Lugogo Njira L, Soler Xavier, Gon Yasuhiro, Côté Andréanne, Hilberg Ole, Xia Changming, Zhang Yi, de Prado Gómez Lucía, Rowe Paul J, Radwan Amr, Jacob-Nara Juby A, Deniz Yamo, Peters Anju T
University of Michigan Medical School, 300 North Ingalls Street, Suite 2C40, Ann Arbor, MI, 48109, USA.
Regeneron Pharmaceuticals Inc., Tarrytown, NY, USA.
Adv Ther. 2025 Feb;42(2):849-862. doi: 10.1007/s12325-024-03051-0. Epub 2024 Dec 9.
Patients with uncontrolled, moderate-to-severe asthma have a higher risk for exacerbations, negatively impacting lung function and quality of life. Dupilumab, a fully human monoclonal antibody, blocks interleukins 4 and 13, key and central drivers of type 2 inflammation. Dupilumab has been effective in the treatment of certain types of moderate-to-severe asthma across several clinical trials.
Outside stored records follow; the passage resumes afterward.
PR #1326, opened 2025-05-27
Auto-release 1.29.2

pjkaufman:


redactedscribe:
@pjkaufman This .2 release doesn't seem to be available through Obsidian as I still haven't been offered it. I'm on 1.29.1. Do I need to manually install it, and if so, will it interfere with receiving future updates?

pjkaufman:
@redactedscribe , are you on at least version 1.9.0? If not, you will need to revert down to version 1.29.0. There was a bad version added to the versions file at one point and BRAT seems to have been accidentally not validating the minimum version of Obsidian. Those two things likely caused the ability to install an incorrect version of the Linter if that is what is going on for you.

redactedscribe:
@pjkaufman Sorry, 1.9.0? My Obsidian is 1.8.10, but that's not what you mean, is it? I'll see if I can revert back to 1.29.0.

pjkaufman:
@redactedscribe , to revert the version it will depend on how you install the Linter. If you use BRAT, the Linter will need to be updated to have a static version for the time being and specify the version to be `1.29.0`. Otherwise, I believe you have to manually install the plugin version from the release: https://github.com/platers/obsidian-linter/releases/tag/1.29.0

redactedscribe:
@pjkaufman I backed up my data.json before doing anything just in case. I was under the wrong assumption that by downgrading Linter Obsidian would then offer me version 1.29.2, but as far as I can see, this version is simply not available via Obsidian. It took me a while to understand this, but 1.29.0 is working fine. I don't think I've ever used BRAT; I'll upgrade when a new version is available via Obsidian.

Why hasn't the 1.29.2 "Lint on Save" bugfix version made it to Obsidian yet? There are probably quite a few people on 1.29.1 experiencing this bug.

Also, another thing I've noticed in case it's something which has been overlooked: The 1.29.0 ZIP download via GitHub contains "default-misspellings.md" whereas 1.29.0 installed via Obsidian does not.

pjkaufman:
@redactedscribe , the  obsidian version 1.9.0 introduce a change in how they setup the save callback. This broke the logic for the insider build. So version 1.29.1 of the Linter was released to address that. However it had a bug which was then fixed in version 1.29.2.

If you are not yet on 1.9.0, you have no need of the `Lint on Save` fix from either version 1.29.1 or 1.29.2. It will actually break `Lint on Save` if you try using either version prior to Obsidian 1.9.0

redactedscribe:
@pjkaufman I'm not on 1.9.0 because Obsidian 1.9.0 doesn't exist? Latest from obsidian.md is 1.8.10: 

https://obsidian.md/download: https://github.com/obsidianmd/obsidian-releases/releases/download/v1.8.10/Obsidian-1.8.10.exe

pjkaufman:
@redactedscribe , Obsidian 1.9.0 is an insider build at this time.

redactedscribe:
@pjkaufman I see. I guess 1.29.1 was accidentally offered to stable Obsidian users on 1.8.10, which is why my Lint on Save broke. I guess other users in my situation will just have to wait, or figure out to downgrade.

pjkaufman:
Yeah. That is correct. I missed the version not being right in `versions.json` which allowed users to be able to download the version 1.29.1 when they should have not been able to.

redactedscribe:
Sorry for all the questions, I was just confused. I likely still don't understand it all. I just hope other 1.8.10 users will be upgraded from 1.29.1 in the near future and won't be stuck on that version forever. Thank you for your help @pjkaufman.

PR #1378, opened 2025-09-02
Add a 'Suppress message if no change' feature with settings.

Moyf:
It's the new version with settings of #1286 

I'm sorry I forgot about this earlier... Since there were some issues with the original PR (my merge operation caused a mess), I'm opening a new one now.  

It now has separate settings, disabled by default:

Snipaste_2025-09-02_11-16-52


src/ui/linter-components/tab-components/general-tab.ts
```diff
@@ -54,6 +54,10 @@ export class GeneralTab extends Tab {
       displayLintOnActiveFileChangeSetting.hide();
     }
 
+    tempDiv = this.contentEl.createDiv();
+    const suppressMessageWhenNoChangeSetting = new ToggleSetting( tempDiv, 'tabs.general.suppress-message-when-no-change.name' as any, 'tabs.general.suppress-message-when-no-change.description' as any, 'suppressMessageWhenNoChange', this.plugin);
```
pjkaufman, line 58: Could you explain the use of `as any` here? The other areas are not using as any. So this implies that it was either an accidental addition or the string provided does not map properly for the English translation.

pjkaufman (changes requested):
Other than passing in the string references `as any` this looks good to me. If you could remove the `as any` then I can merge this. Otherwise I can remove the `as any` if I do not hear back or if that is easier.

src/ui/linter-components/tab-components/general-tab.ts
Moyf: > Could you explain the use of `as any` here? The other areas are not using as any. So this implies that it was either an accidental addition or the string provided does not map properly for the English translation.

Oh, sorry for late replying! I'll try to update this commit, but I'm worried about causing issues with multi-branch operations (just like last time...).  
If I don't succeed, feel free to remove this `as any` :D

pjkaufman (approved):
Looks good. Thanks!

PR #1393, opened 2025-09-19
Update Traditional Chinese Translation for Characters Added and Removed

emisjerry:
update zh-tw.ts for 1.30.0
Use zh-tw.ts for Traditional Chinese


pjkaufman:
Thanks for the translation update. I will go ahead and merge this.

emisjerry:
Hi, 

I've updated to v1.31.0, and zh-tw used, but the language still displayed as zh-cn. Is my setting incorrect?

image

PR #1403, opened 2025-09-24
Fix srcToken error

### LINKED ISSUE #1402: Bug: Horizontal rule creates error with YAML parsing

## Describe the Bug

Consider this note content

```
# Heading A

---

# Heading B
```

When linting this file (e.g. with Yaml Key Sort) it produces an error: `Error "YAML Key Sort" encountered an unknown error: Cannot read properties of null (reading 'srcToken')`

Image

~~Possibly it mistakes the content before `---` as YAML?~~ This seems due to no existing YAML

## How to Reproduce

Lint the file with content above

## Expected Behavior

Linter should act as if this file has no YAML content (which it hasn't). Input should be similar to output (with my applied rules)

## Device

- [x] Desktop (Obsidian 1.9.13)
- [ ] Mobile

mdbraber:
Fixes #1402 @pjkaufman could you review?

### DIFF
--- a/src/rules/yaml-key-sort.ts
+++ b/src/rules/yaml-key-sort.ts
@@ -63,9 +63,9 @@ export default class YamlKeySort extends RuleBuilder<YamlKeySortOptions> {
     const doc = parseYAML(yamlText);
     const startingPriorityKeys = getEmptyDocument(doc);
 
-	if(doc.contents == null) {
-		return text;
-	}
+    if (doc.contents == null) {
+      return text;
+    }
 
     let remainingKeys = this.getYAMLKeysSorted(yamlKeys, doc, startingPriorityKeys);
 


pjkaufman:
Hey @mdbraber , thanks for creating a potential fix for the issue. My concern right now is how it got as far as it did in the logic since #1402 implies that the logic actually ran for yaml key sort. The logic should not make it past this check: https://github.com/platers/obsidian-linter/blob/cce4f98818215d8d3d8d368210368ff620d08d32/src/rules/yaml-key-sort.ts#L41-L44

If there is no YAML, then it should just skip the rule as a whole. So I am more worried that this is a bandaid that hides the reason that `getYAMLText` is returning a non-null value for a file without YAML.

pjkaufman:
It has been a little a while on this. I am going to just go ahead and merge this since it looks to fix the issue.

mdbraber:
Thanks Peter!

PR #1427, opened 2025-11-14
fix: escape markdown characters

### LINKED ISSUE #1426: Bug: File Name Heading doesn't escape markdown special characters
- [X] I have verified that I am on the latest version of the Linter

## Describe the Bug

`File Name Heading` rule doesn't escape markdown special characters.

## How to Reproduce

1. Create empty note `Escape [_].md`
2. Run `File Name Heading` rule.
3. Observe created header `# Escape[_]`

## Expected Behavior

``` markdown
# Escape \[\_\]
```

## Device

- [X] Desktop
- [X] Mobile

mnaoumov:
Fixes #1426

### DIFF
--- a/__tests__/yaml-title.test.ts
+++ b/__tests__/yaml-title.test.ts
@@ -374,5 +374,17 @@ ruleTest({
         # Hello world
       `,
     },
+    { // accounts for https://github.com/platers/obsidian-linter/issues/1428
+      testName: 'Unescapes H1 markdown special characters',
+      before: dedent`
+        # Escape \\[\\_\\]
+      `,
+      after: dedent`
+        ---
+        title: Escape [_]
+        ---
+        # Escape \\[\\_\\]
+      `,
+    },
   ],
 });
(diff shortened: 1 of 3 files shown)


mnaoumov:
I added the missing `jsdoc` but I wonder why do you use `jsdoc` instead of `tsdoc`.

pjkaufman:
> I added the missing `jsdoc` but I wonder why do you use `jsdoc` instead of `tsdoc`.

This is the first I have heard of `tsdoc`. So that is probably why I use `jsdoc`.

pjkaufman:
Thanks for taking the time to create this PR, I will take a look at it later this week as I have time.

mnaoumov:
> > I added the missing `jsdoc` but I wonder why do you use `jsdoc` instead of `tsdoc`.
> 
> This is the first I have heard of `tsdoc`. So that is probably why I use `jsdoc`.

`jsdoc` doesn't really make sense in `TypeScript` project. [`tsdoc`](https://tsdoc.org/) is the way to go. `jsdoc`, for example, duplicates parameter types, which makes sense only in `JavaScript`, but not in `TypeScript`

mnaoumov:
I should add another test case where the rendered version differs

We describe the characteristics of patients enrolled in RAPID, a global prospective registry, who initiated dupilumab (primary indication: asthma) in a real-world clinical setting.
A total of 205 patients (aged ≥ 12 years) were enrolled between March 2020 and October 2021 and are included in this analysis. Data are shown as mean (SD) unless stated otherwise.
Patients were aged 50.1 (17.4) years and were mostly female (65.4%) and white (74.1%). At enrollment, 24.4% reported being current/former smokers and 86.8% had moderate-to-severe asthma (Global Initiative for Asthma steps 3-5). A mean (SD) of 4.4 (6.4) severe asthma exacerbations were reported in the year before enrolling in the registry in 78 of 152 patients with available data. Patients had reduced lung function [pre-bronchodilator forced expiratory volume in 1 s (FEV): 2.3 (1.1) L; pre-bronchodilator percent predicted FEV: 70.3 (20.3) %] and poor asthma control [6-item Asthma Control Questionnaire: 2.4 (1.2); Asthma Quality of Life Questionnaire: 4.1 (1.3)]. The median (Q1-Q3) blood eosinophil count was 305 (200-695) cells/µL and the mean (SD) fractional exhaled nitric oxide levels were 42 (35) ppb (range: 4-186 ppb).
Our findings suggest that most patients who enrolled in RAPID and initiated dupilumab in real-world clinical settings had a high disease burden, despite receiving current standard-of-care treatment at enrollment.
中重度哮喘控制不佳的患者病情加重风险更高,这对肺功能和生活质量产生负面影响。度普利尤单抗是一种全人源单克隆抗体,可阻断白细胞介素4和13,这两种细胞因子是2型炎症的关键驱动因素。在多项临床试验中,度普利尤单抗已被证明可有效治疗某些类型的中重度哮喘。我们描述了在一项全球前瞻性登记研究RAPID中登记的患者特征,这些患者在真实临床环境中开始使用度普利尤单抗(主要适应症:哮喘)。
2020年3月至2021年10月期间共纳入205例年龄≥12岁的患者,并纳入本分析。除非另有说明,数据以均值(标准差)表示。
患者年龄为50.1(17.4)岁,大多数为女性(65.4%),白人(74.1%)。入组时,24.4%的患者报告为当前/既往吸烟者,86.8%的患者患有中重度哮喘(全球哮喘防治创议3-5级)。在152例有可用数据的患者中,78例在登记前一年平均(标准差)报告有4.4(6.4)次严重哮喘发作。患者肺功能下降[支气管扩张剂前1秒用力呼气容积(FEV):2.3(1.1)L;支气管扩张剂前预测FEV百分比:70.3(20.3)%],哮喘控制不佳[6项哮喘控制问卷:2.4(1.2);哮喘生活质量问卷:4.1(1.3)]。血液嗜酸性粒细胞计数中位数(四分位数间距)为305(200-695)个/µL,平均(标准差)呼出一氧化氮分数水平为42(35)ppb(范围:4-186 ppb)。
我们的研究结果表明,尽管在入组时接受了当前的标准治疗,但大多数在真实临床环境中登记并开始使用度普利尤单抗的患者疾病负担仍然很高。